08 mmol and 50 ml of styrene were added, and a polymerization reaction was carried out at 50 ° C. for 2 hours. After completion of the reaction, the product was washed with a hydrochloric acid-methanol mixed solution to decompose and remove the catalyst component, and dried to obtain a polymer. Then, the polymer was extracted with methyl ethyl ketone using a Soxhlet extractor, and an extraction residue (MIP) of 98.0% was obtained. The weight average molecular weight of the obtained polymer was 1.45 million and the number average molecular weight was 662,000. This polymer was confirmed to be a polystyrene having a syndiotactic structure by melting point and ¹³ C-NMR measurement.

Table 2 shows the conversion rate, yield, extraction residue (MIP), weight average molecular weight (M _W ) and number average molecular weight (M _W ) of polystyrene obtained in each example.

[Effect of the Invention] As described above, the catalyst of the present invention has a remarkably high activity.
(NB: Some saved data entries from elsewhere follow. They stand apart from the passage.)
PR #5790, opened 2020-12-10
[#5789] Adds typechecks for the max_limit and limit field causing the issue

blazhovsky:
Fixes #5789 

Currently when querying the `organization_list` endpoint with a limit
parameter set the server returns an error as described in the issue.

The fix is just converting the types before comparing

### Features:

- [ ] includes tests covering changes
- [ ] includes updated documentation
- [ ] includes user-visible changes
- [ ] includes API changes
- [X] includes bugfix for possible backport

PR #5830, opened 2021-01-15
[#5789] Fix exception when passing limit to organization_list

### LINKED ISSUE #5789: Organization list crashes when called with a limit parameter
**CKAN version**
2.9.1

**Describe the bug**
When querying/listing organizations or groups with an added limit parameter there is a server error.

**Steps to reproduce**
Calling `curl` on the `organization_list` with the limit field set should recreate it.
E.g.
```
curl http://localhost:5000/api/3/action/organization_list\?limit\=31
{"help": "http://localhost:5000/api/3/action/help_show?name=organization_list", "error": {"__type": "Internal Server Error", "message": "Internal Server Error"}, "success": false}% 
```

**Expected behavior**
The server should return a list of organizations/groups.

amercader:
Fixes #5789 

Based on @blazhovsky work on #5790 

Just extended a bit to ensure we have ints everywhere and added a test

### DIFF
--- a/ckan/logic/action/get.py
+++ b/ckan/logic/action/get.py
@@ -350,11 +350,18 @@ def _group_or_org_list(context, data_dict, is_org=False):
 
     if all_fields:
         # all_fields is really computationally expensive, so need a tight limit
-        max_limit = config.get(
-            'ckan.group_and_organization_list_all_fields_max', 25)
+        try:
+            max_limit = int(config.get(
+                'ckan.group_and_organization_list_all_fields_max', 25))
+        except ValueError:
+            max_limit = 25
     else:
-        max_limit = config.get('ckan.group_and_organization_list_max', 1000)
-    if limit is None or limit > max_limit:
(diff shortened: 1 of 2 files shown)


tomeksabala:
I have came up with a very similar fix for a slightly different issue. In my case after having configured custom max limits in ckan.ini:
```
ckan.group_and_organization_list_all_fields_max = 1000
ckan.group_and_organization_list_max = 1000
```
When calling organization list with integer limit I have received `TypeError` as `max_limits` in `get.py` were of type `str`. This is fixed in this PR but you might want to use regression tests I've created to reproduce the bug.
https://github.com/ckan/ckan/pull/5856

pdelboca:
We're good to go @amercader with this one. Although it would be nice to add some extra test coverage as suggested in @tomeksabala PR!

amercader:
Thanks @tomeksabala , I included your tests in 0bcffdb75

Therefore, if a styrene-based monomer is polymerized using this catalyst, a styrene-based polymer with high syndiotacticity can be efficiently produced.

The syndiotactic styrene-based polymer thus obtained has excellent physical properties such as heat resistance and chemical resistance, and is widely and effectively used in various applications.

Claims (3)

[Claims] (A) General formula TiRXYZ [wherein R represents a cyclopentadienyl group, a substituted cyclopentadienyl group or an indenyl group, and X, Y and Z each independently have 1 to 12 carbon atoms. Alkyl group, C1-12
Alkoxy group, aryl group having 6 to 20 carbon atoms, 6 carbon atoms
Represents an aryloxy group having 20 to 20 carbon atoms, an arylalkyl group having 6 to 20 carbon atoms, or halogen. Titanium compound and represented by] (B) a contact product of trimethylaluminum and water, aluminum observed by proton nuclear magnetic resonance absorption method - methyl (Al-CH ₃₎ methyl proton signal region based on binding A catalyst for producing a styrene-based polymer, which comprises a contact product having a high magnetic field component of 50% or less. 2. The high magnetic field component in the methyl proton signal region based on the aluminum-methyl group (Al—CH ₃ ) bond observed by the proton nuclear magnetic resonance absorption method is 2.35 ppm of the methyl proton of toluene under the toluene solvent measurement conditions. The catalyst for producing a styrenic polymer according to claim 1, which has a standard of -0.1 to -0.5 ppm. 3. A method for producing a styrene-based polymer, which comprises using the catalyst according to claim 1 in polymerizing styrene and / or a styrene derivative.